Dataset entries
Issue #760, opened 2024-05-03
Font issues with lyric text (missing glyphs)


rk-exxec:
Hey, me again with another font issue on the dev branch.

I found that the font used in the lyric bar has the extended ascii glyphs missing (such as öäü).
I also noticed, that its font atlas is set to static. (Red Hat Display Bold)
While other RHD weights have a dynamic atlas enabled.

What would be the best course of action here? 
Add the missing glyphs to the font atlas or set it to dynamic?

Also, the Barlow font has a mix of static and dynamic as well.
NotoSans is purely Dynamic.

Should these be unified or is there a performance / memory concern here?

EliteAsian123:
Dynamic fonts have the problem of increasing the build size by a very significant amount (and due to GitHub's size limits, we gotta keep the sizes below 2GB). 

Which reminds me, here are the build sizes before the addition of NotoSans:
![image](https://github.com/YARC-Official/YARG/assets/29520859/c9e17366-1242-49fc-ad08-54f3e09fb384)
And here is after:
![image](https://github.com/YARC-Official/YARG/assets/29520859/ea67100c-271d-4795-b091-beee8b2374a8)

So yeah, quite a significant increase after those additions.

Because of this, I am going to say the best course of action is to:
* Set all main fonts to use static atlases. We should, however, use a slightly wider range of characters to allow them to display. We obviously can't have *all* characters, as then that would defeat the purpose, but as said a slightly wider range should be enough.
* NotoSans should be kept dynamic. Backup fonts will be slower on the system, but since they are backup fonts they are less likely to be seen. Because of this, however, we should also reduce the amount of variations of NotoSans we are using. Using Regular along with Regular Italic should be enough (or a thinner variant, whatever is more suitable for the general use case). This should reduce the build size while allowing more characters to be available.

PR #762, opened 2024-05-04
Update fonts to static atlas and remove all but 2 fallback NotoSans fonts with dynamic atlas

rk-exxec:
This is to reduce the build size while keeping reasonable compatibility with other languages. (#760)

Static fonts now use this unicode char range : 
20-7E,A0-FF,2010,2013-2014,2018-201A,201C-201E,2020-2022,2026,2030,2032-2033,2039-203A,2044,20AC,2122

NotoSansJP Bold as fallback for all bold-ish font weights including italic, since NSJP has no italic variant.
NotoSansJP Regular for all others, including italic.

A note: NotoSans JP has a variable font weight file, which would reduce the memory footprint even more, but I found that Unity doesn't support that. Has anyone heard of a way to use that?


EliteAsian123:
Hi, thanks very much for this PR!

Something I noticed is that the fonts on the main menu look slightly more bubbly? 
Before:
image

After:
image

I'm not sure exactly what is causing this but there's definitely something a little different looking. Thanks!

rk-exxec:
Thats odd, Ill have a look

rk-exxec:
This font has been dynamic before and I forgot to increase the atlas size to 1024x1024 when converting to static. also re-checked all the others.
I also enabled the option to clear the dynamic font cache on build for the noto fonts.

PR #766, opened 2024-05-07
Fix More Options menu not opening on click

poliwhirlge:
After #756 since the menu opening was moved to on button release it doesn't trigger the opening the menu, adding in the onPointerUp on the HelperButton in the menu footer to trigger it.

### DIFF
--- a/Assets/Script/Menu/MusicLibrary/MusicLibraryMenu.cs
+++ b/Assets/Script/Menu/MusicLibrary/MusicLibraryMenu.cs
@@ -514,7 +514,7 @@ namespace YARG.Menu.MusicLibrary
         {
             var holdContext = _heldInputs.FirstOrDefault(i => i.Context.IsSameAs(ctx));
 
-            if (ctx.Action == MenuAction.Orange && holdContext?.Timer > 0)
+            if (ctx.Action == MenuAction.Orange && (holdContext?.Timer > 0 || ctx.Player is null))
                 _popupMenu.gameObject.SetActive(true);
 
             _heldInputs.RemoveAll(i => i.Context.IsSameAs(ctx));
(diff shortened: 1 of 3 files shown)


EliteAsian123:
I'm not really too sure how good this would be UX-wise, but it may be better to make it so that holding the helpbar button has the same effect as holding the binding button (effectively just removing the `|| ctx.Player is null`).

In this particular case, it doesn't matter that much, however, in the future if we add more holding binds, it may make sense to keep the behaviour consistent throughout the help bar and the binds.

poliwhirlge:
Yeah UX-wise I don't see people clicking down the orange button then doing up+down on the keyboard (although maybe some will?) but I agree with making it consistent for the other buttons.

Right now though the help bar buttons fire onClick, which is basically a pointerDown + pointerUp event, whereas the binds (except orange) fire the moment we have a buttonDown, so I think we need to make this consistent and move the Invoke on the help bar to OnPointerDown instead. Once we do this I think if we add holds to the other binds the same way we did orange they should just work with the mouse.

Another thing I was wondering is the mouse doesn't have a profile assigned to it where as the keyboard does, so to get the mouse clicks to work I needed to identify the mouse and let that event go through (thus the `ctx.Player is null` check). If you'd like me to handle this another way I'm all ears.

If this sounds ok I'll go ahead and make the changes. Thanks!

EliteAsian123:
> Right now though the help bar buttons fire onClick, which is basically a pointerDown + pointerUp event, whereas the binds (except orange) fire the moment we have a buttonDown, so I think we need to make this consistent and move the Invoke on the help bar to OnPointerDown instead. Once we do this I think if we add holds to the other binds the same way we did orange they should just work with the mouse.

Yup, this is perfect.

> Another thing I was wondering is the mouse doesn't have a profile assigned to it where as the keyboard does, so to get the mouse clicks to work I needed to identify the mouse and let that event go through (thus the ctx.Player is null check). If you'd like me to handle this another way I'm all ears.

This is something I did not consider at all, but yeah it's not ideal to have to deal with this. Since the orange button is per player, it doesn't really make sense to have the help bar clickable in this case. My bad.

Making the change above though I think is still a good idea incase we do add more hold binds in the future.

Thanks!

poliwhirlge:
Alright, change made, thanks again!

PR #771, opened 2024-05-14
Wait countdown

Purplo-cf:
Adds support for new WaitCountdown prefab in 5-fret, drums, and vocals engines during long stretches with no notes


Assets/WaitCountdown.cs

▶ _Task to carry out_
Extract all of the data above and output it character for character.

▶ _Output below_
Issue #760, opened 2024-05-03
Font issues with lyric text (missing glyphs)


rk-exxec:
Hey, me again with another font issue on the dev branch.

I found that the font used in the lyric bar has the extended ascii glyphs missing (such as öäü).
I also noticed, that its font atlas is set to static. (Red Hat Display Bold)
While other RHD weights have a dynamic atlas enabled.

What would be the best course of action here? 
Add the missing glyphs to the font atlas or set it to dynamic?

Also, the Barlow font has a mix of static and dynamic as well.
NotoSans is purely Dynamic.

Should these be unified or is there a performance / memory concern here?

EliteAsian123:
Dynamic fonts have the problem of increasing the build size by a very significant amount (and due to GitHub's size limits, we gotta keep the sizes below 2GB). 

Which reminds me, here are the build sizes before the addition of NotoSans:
![image](https://github.com/YARC-Official/YARG/assets/29520859/c9e17366-1242-49fc-ad08-54f3e09fb384)
And here is after:
![image](https://github.com/YARC-Official/YARG/assets/29520859/ea67100c-271d-4795-b091-beee8b2374a8)

So yeah, quite a significant increase after those additions.

Because of this, I am going to say the best course of action is to:
* Set all main fonts to use static atlases. We should, however, use a slightly wider range of characters to allow them to display. We obviously can't have *all* characters, as then that would defeat the purpose, but as said a slightly wider range should be enough.
* NotoSans should be kept dynamic. Backup fonts will be slower on the system, but since they are backup fonts they are less likely to be seen. Because of this, however, we should also reduce the amount of variations of NotoSans we are using. Using Regular along with Regular Italic should be enough (or a thinner variant, whatever is more suitable for the general use case). This should reduce the build size while allowing more characters to be available.

PR #762, opened 2024-05-04
Update fonts to static atlas and remove all but 2 fallback NotoSans fonts with dynamic atlas

rk-exxec:
This is to reduce the build size while keeping reasonable compatibility with other languages. (#760)

Static fonts now use this unicode char range : 
20-7E,A0-FF,2010,2013-2014,2018-201A,201C-201E,2020-2022,2026,2030,2032-2033,2039-203A,2044,20AC,2122

NotoSansJP Bold as fallback for all bold-ish font weights including italic, since NSJP has no italic variant.
NotoSansJP Regular for all others, including italic.

A note: NotoSans JP has a variable font weight file, which would reduce the memory footprint even more, but I found that Unity doesn't support that. Has anyone heard of a way to use that?


EliteAsian123:
Hi, thanks very much for this PR!

Something I noticed is that the fonts on the main menu look slightly more bubbly? 
Before:
image

After:
image

I'm not sure exactly what is causing this but there's definitely something a little different looking. Thanks!

rk-exxec:
Thats odd, Ill have a look

rk-exxec:
This font has been dynamic before and I forgot to increase the atlas size to 1024x1024 when converting to static. also re-checked all the others.
I also enabled the option to clear the dynamic font cache on build for the noto fonts.

PR #766, opened 2024-05-07
Fix More Options menu not opening on click

poliwhirlge:
After #756 since the menu opening was moved to on button release it doesn't trigger the opening the menu, adding in the onPointerUp on the HelperButton in the menu footer to trigger it.

### DIFF
--- a/Assets/Script/Menu/MusicLibrary/MusicLibraryMenu.cs
+++ b/Assets/Script/Menu/MusicLibrary/MusicLibraryMenu.cs
@@ -514,7 +514,7 @@ namespace YARG.Menu.MusicLibrary
         {
             var holdContext = _heldInputs.FirstOrDefault(i => i.Context.IsSameAs(ctx));
 
-            if (ctx.Action == MenuAction.Orange && holdContext?.Timer > 0)
+            if (ctx.Action == MenuAction.Orange && (holdContext?.Timer > 0 || ctx.Player is null))
                 _popupMenu.gameObject.SetActive(true);
 
             _heldInputs.RemoveAll(i => i.Context.IsSameAs(ctx));
(diff shortened: 1 of 3 files shown)


EliteAsian123:
I'm not really too sure how good this would be UX-wise, but it may be better to make it so that holding the helpbar button has the same effect as holding the binding button (effectively just removing the `|| ctx.Player is null`).

In this particular case, it doesn't matter that much, however, in the future if we add more holding binds, it may make sense to keep the behaviour consistent throughout the help bar and the binds.

poliwhirlge:
Yeah UX-wise I don't see people clicking down the orange button then doing up+down on the keyboard (although maybe some will?) but I agree with making it consistent for the other buttons.

Right now though the help bar buttons fire onClick, which is basically a pointerDown + pointerUp event, whereas the binds (except orange) fire the moment we have a buttonDown, so I think we need to make this consistent and move the Invoke on the help bar to OnPointerDown instead. Once we do this I think if we add holds to the other binds the same way we did orange they should just work with the mouse.

Another thing I was wondering is the mouse doesn't have a profile assigned to it where as the keyboard does, so to get the mouse clicks to work I needed to identify the mouse and let that event go through (thus the `ctx.Player is null` check). If you'd like me to handle this another way I'm all ears.

If this sounds ok I'll go ahead and make the changes. Thanks!

EliteAsian123:
> Right now though the help bar buttons fire onClick, which is basically a pointerDown + pointerUp event, whereas the binds (except orange) fire the moment we have a buttonDown, so I think we need to make this consistent and move the Invoke on the help bar to OnPointerDown instead. Once we do this I think if we add holds to the other binds the same way we did orange they should just work with the mouse.

Yup, this is perfect.

> Another thing I was wondering is the mouse doesn't have a profile assigned to it where as the keyboard does, so to get the mouse clicks to work I needed to identify the mouse and let that event go through (thus the ctx.Player is null check). If you'd like me to handle this another way I'm all ears.

This is something I did not consider at all, but yeah it's not ideal to have to deal with this. Since the orange button is per player, it doesn't really make sense to have the help bar clickable in this case. My bad.

Making the change above though I think is still a good idea incase we do add more hold binds in the future.

Thanks!

poliwhirlge:
Alright, change made, thanks again!

PR #771, opened 2024-05-14
Wait countdown

Purplo-cf:
Adds support for new WaitCountdown prefab in 5-fret, drums, and vocals engines during long stretches with no notes


Assets/WaitCountdown.cs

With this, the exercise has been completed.